I smelled some french candles & perfume today with a wonderful black tea & Tobacco scent.
Beautifully smokey yet sensual & musky?
any body know of a good Tobacco fragrance oil?
Anyone treid Beau Brummel from Bramble berry?


----------



## Tabitha (Jan 9, 2011)

WSP has a nice cherry tobacco. http://wholesalesuppliesplus.com/Produc ... uctID=3700


----------



## ChristinaTate (Jan 14, 2011)

Hi, this is my first post! 
I have a soap made from BB Beau Brummel. I love it! My husband who does smoke pipes and cigars could not smell any type of tobacco scent in it though. He actually has a part time job reviewing/smoking pipe tobacco so hes pretty knowledgeable in certain tobacco scents and said he didn't smell any. I made him a soap with it, he said the smells did come out more when he actually washed with it, as opposed to just smelling the bar when I finished it.
I find it spicy and warm.
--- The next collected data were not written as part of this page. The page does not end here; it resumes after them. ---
PR #180, opened 2017-10-03
Jats parser

michamos:
## Description

This continues #174 that I pushed by mistake on hepcrawl/jats-parser instead of michamos/jats-parser.

## Checklist:


michamos:
@david-caro this is ready for review. Unit tests are passing, some integration tests are failing because of the schema bumping to v51 in #179 that this PR depends on.

tests/unit/responses/world_scientific/wsp_record.xml
```diff
@@ -34,7 +34,6 @@
                 </contrib>
             </contrib-group>
             <aff id="S0219025717500060AF001"><label><sup>1</sup></label>Department, University, City, City_code 123456, <country>C. R. Country_2</country></aff>
-            <aff id="S0219025717500060EM001"><email>name_1@domain.com</email></aff>
```
michamos: it looks like this is the way WSP do emails after all. Can you change the `JatsParser.emails` property to take also this case into account?

hepcrawl/parsers/jats.py
```diff
@@ -314,10 +314,25 @@ def get_affiliation(self, id_):
...
+        """Get the emails from the node with the specified id.
+
+        Args:
+            id_(str): the value of the ``id`` attribute of the node.
+
+        Returns:
+            List[str]: the emails from the node with that id or [] if none found.
+        """
+        email_nodes = self.root.xpath('//aff[@id=$id_]/email', id_=id_)
+        return [node.root.text for node in email_nodes]
```
michamos: you shouldn't use `Selector.root` usually, as that involves dealing with the underlying `Element` node, which is wrapped by `Selector`. Instead, you can do something like
```
emails = self.root.xpath('//aff[@id=$id_]/email/text()', id_=id_).extract()
return emails
```
Be aware of https://doc.scrapy.org/en/latest/topics/selectors.html#using-text-nodes-in-a-condition though and the difference between `string(selector)` and `selector/text()` but here it should be fine.

hepcrawl/parsers/jats.py
```diff
@@ -344,10 +359,12 @@ def get_author_affiliations(self, author_node):
...
         return affiliations
 
-    @staticmethod
-    def get_author_emails(author_node):
+    def get_author_emails(self, author_node):
         """Extract an author's email addresses."""
         emails = author_node.xpath('.//email/text()').extract()
+        referred_ids = author_node.xpath('.//xref[@ref-type="aff"]/@rid').extract()
+        aff_emails = [self.get_emails_from_refs(rid) for rid in referred_ids]
+        emails = sum(aff_emails, emails)
```
michamos: `emails.extend(aff_emails)`

hepcrawl/parsers/jats.py
```diff
@@ -344,10 +359,12 @@ def get_author_affiliations(self, author_node):
 
         return affiliations
 
-    @staticmethod
-    def get_author_emails(author_node):
+    def get_author_emails(self, author_node):
         """Extract an author's email addresses."""
         emails = author_node.xpath('.//email/text()').extract()
+        referred_ids = author_node.xpath('.//xref[@ref-type="aff"]/@rid').extract()
+        aff_emails = [self.get_emails_from_refs(rid) for rid in referred_ids]
```
michamos: if you do the change suggested on the next line, you can replace this by a generator comprehension, as `list.extend` can take an iterator:
`aff_emails = (self.get_emails_from_refs(rid) for rid in referred_ids)`

hepcrawl/parsers/jats.py
```diff
@@ -314,10 +314,25 @@ def get_affiliation(self, id_):
                 no match.
         """
         affiliation_node = self.root.xpath('//aff[@id=$id_]', id_=id_)[0]
```
michamos: I would make the selector stricter here instead having the LiteratureBuilder clean up the empty affiliation later: something like `//aff[@id=$id_ and not(./email)]` should do the job.

hepcrawl/parsers/jats.py
szymonlopaciuk: It's more elegant this way, however I don't think this will work as `self.get_emails_from_refs` returns a list of strings. In theory there could be more than one email address in an affiliation field, as you said the spec is quite lax. So the question is do we need that, or we can just extract one and then this solution is fine?

hepcrawl/parsers/jats.py
```diff
@@ -363,9 +363,8 @@ def get_author_emails(self, author_node):
         """Extract an author's email addresses."""
         emails = author_node.xpath('.//email/text()').extract()
         referred_ids = author_node.xpath('.//xref[@ref-type="aff"]/@rid').extract()
-        aff_emails = [self.get_emails_from_refs(rid) for rid in referred_ids]
-        emails = sum(aff_emails, emails)
-
+        referred_emails = (self.get_emails_from_refs(rid) for rid in referred_ids)
+        emails.extend(itertools.chain(*referred_emails))
```
michamos: FYI `chain.from_iterable` is better as it doesn't build the intermediate list.

hepcrawl/parsers/jats.py
```diff
@@ -0,0 +1,529 @@
...
+    It can be used directly by invoking the :func:`parse` method, or be
+    subclassed to customize its behavior.
+
+    Args:
+        jats_record (Union[str, scrapy.selector.Selector]): the record in JATS format to parse.
+        source (Optional[str]): if provided, sets the ``source`` everywhere in
+            the record. Otherwise, the source is extracted from the JATS metadata.
+
+    Returns:
+        object: the same record in the Inspire Literature schema.
```
david-caro: This return is wrong right? I guess that it's for the `__init__` method, that will return an instance of `JatsParser`, that does not represent a record if I'm not mistaken. Probably it was moved from the parse method?

szymonlopaciuk: It does explain lack of `Returns:` in `parse` docstring, I can move it

hepcrawl/parsers/jats.py
```diff
@@ -455,3 +465,65 @@ def get_author(self, author_node):
...
+
+        for xpath, handler in fields:
+            value = citation_node.xpath(xpath).extract_first()
+            if value:
+                handler(value)
+
+        for author in self.get_reference_authors(citation_node, 'author'):
+            builder.add_author(author, 'author')
+
+        for editor in self.get_reference_authors(citation_node, 'editor'):
```
michamos: I would swap this with the authors, to have the editors before the authors in the record.

hepcrawl/utils.py
```diff
@@ -144,6 +144,28 @@ def get_first(iterable, default=None):
     return default
 
 
+def best_match(iterable, default=None):
+    """Get first truthy value from iterable, fall back to default.
```
david-caro: The name of the function looks a bit misleading, maybe it's better to call it something like `get_first` or similar, wdyt?

hepcrawl/parsers/jats.py
```diff
@@ -64,9 +65,18 @@ def parse(self):
         for keyword in self.keywords:
             self.builder.add_keyword(**keyword)
         self.builder.add_imprint_date(self.publication_date.dumps())
+        for reference in self.parse_references():
+            self.builder.add_reference(reference)
 
         return self.builder.record
 
+    def parse_references(self):
```
michamos: I would transform this into a `references` `property` like the other fields.

hepcrawl/parsers/jats.py
```diff
@@ -455,3 +465,65 @@ def get_author(self, author_node):
...
+            './person-group[@person-group-type=$role]/string-name/text()',
+            role=role
+        ).extract()
+
+
+    def get_reference(self, ref_node):
+        """Extract one reference.
+
+        Args:
+            citation_node(scrapy.selector.Selector): a selector on a single
```
michamos: wrong variable name

hepcrawl/parsers/jats.py
```diff
@@ -455,3 +465,65 @@ def get_author(self, author_node):
...
+        Returns:
+            dict: the parsed reference, as generated by
+                :class:`inspire_schemas.api.ReferenceBuilder`
+        """
+
+        builder = ReferenceBuilder()
+
+        citation_node = ref_node.xpath('./mixed-citation')
+
+        fields = [
```
michamos: you should also add the raw reference.

tests/unit/test_parsers_jats.py
```diff
@@ -159,5 +159,15 @@ def test_collaborations(aps_jats, aps_parsed):
     assert result == expected
 
 
+def test_references(aps_jats, aps_parsed):
+    result_refs = aps_jats.parse_references()
+    expected = aps_parsed['references']
+
+    assert len(result_refs) == len(expected)
+
+    for idx in range(len(expected)):
```
michamos: you can simply `assert result_refs == expected`, no need to teach `pytest` what it means for two lists to be equal.

hepcrawl/utils.py
david-caro: Somebody already did something similar xd
    https://pypi.python.org/pypi/first

(not that we sholud use this, it's simple enough here, I don't think it's worth it to add an extra dependency).

tests/unit/responses/aps/PhysRevX.7.021022_parsed.yml
```diff
@@ -24,3 +24,702 @@ license_url: https://creativecommons.org/licenses/by/4.0/
...
+      full_name: Wall, A.C.
+    title:
+      title: Reconstruction of Bulk Operators within the Entanglement Wedge in Gauge-Gravity
+        Duality
+    dois:
+    - 10.1103/PhysRevLett.117.021601
+    label: '21'
+- reference:
+    persistent_identifiers:
+    - value: arXiv:hep-th/1601.07616
```
michamos: this is wrong, an arXiv identifier is not a handle. This is probably due to a weird mixup of old and new-style identifiers. Can you amend the builder to try harder to treat this as an arXiv eprint number? the result should be `arxiv_eprint: 1601.07616`.

tests/unit/test_world_scientific.py
```diff
@@ -124,8 +124,8 @@ def test_abstract(generated_record, expected_abstract):
             [{
                 'source': 'WSP',
                 'title': (
-                    'High-efficient Solid-state Perovskite Solar Cell Without '
-                    'Lithium Salt in the Hole Transport Material'
+                    'HIGH-EFFICIENT SOLID-STATE PEROVSKITE SOLAR CELL WITHOUT '
+                    'LITHIUM SALT IN THE HOLE TRANSPORT MATERIAL'
```
david-caro: What happened here? Why the caps change?

hepcrawl/utils.py
michamos: I took the name from Flask, but :+1: to change it as it is more generic.

tests/unit/test_world_scientific.py
michamos: https://github.com/inspirehep/hepcrawl/pull/180/commits/490888a6760f03dbefcc0d7eefdbae9a098fead3 happened.

david-caro: Oh... so it was like that in the original record :/ okok

hepcrawl/parsers/jats.py
```diff
@@ -502,11 +502,11 @@ def get_reference(self, ref_node):
 
         citation_node = ref_node.xpath('./mixed-citation')
 
-        raw_ref = remove_tags(
-            citation_node[0],
-            strip='self::object-id | self::*[@specific-use="suppress-display"]'
-        ).strip()
-        builder.add_raw_reference(raw_ref, source=self.builder.source)
+        builder.add_raw_reference(
+            etree.tostring(ref_node.root).strip(),
```
michamos: you shouldn't ever have to use the `etree` API: `ref_node.extract().strip()` instead.

tests/unit/responses/aps/PhysRevX.7.021022_parsed.yml
```diff
@@ -46,9 +46,16 @@ references:
     - 10.1007/JHEP04(2015)163
   raw_refs:
   - source: American Physical Society
-    value: A. Almheiri, X. Dong, and D. Harlow, Bulk Locality and Quantum Error Correction
-      in AdS/CFT, J. High Energy Phys.04 (2015) 163.JHEPFG1029-8479
-    schema: text
+    value: "<ref id=\"c1\">\n        <label>[1]</label>\n        <mixed-citation publication-type=\"\
+      journal\"><object-id>1</object-id><person-group person-group-type=\"author\"\
+      ><string-name>A. Almheiri</string-name>, <string-name>X. Dong</string-name>,\
```
michamos: looks like you are not extracting the author names.

hepcrawl/parsers/jats.py
```diff
@@ -513,7 +513,10 @@ def get_reference(self, ref_node):
         )
 
         fields = [
-            ('./source/text()', builder.set_journal_title),
+            ('self::node()[@publication-type="journal" '
```
michamos: I think you can leave off the `self::node()`, not entirely sure though.

szymonlopaciuk: I tried and it didn't work. Neither did `.[@attr="val"]`, so this was the best I came up with.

But not cinnamon type spice, just something else if that makes sense!


----------



## Deniseinchandler (Jan 14, 2011)

*Tabacco Flower Scent*

I have the Tabacco Flower fragrance oil from Nature's Garden and it's wonderful. Scent last in my CP soaps.


----------



## Goldenearthgirl (Jan 16, 2011)

I pick up tobacco notes in BB Black Tea which might suit


----------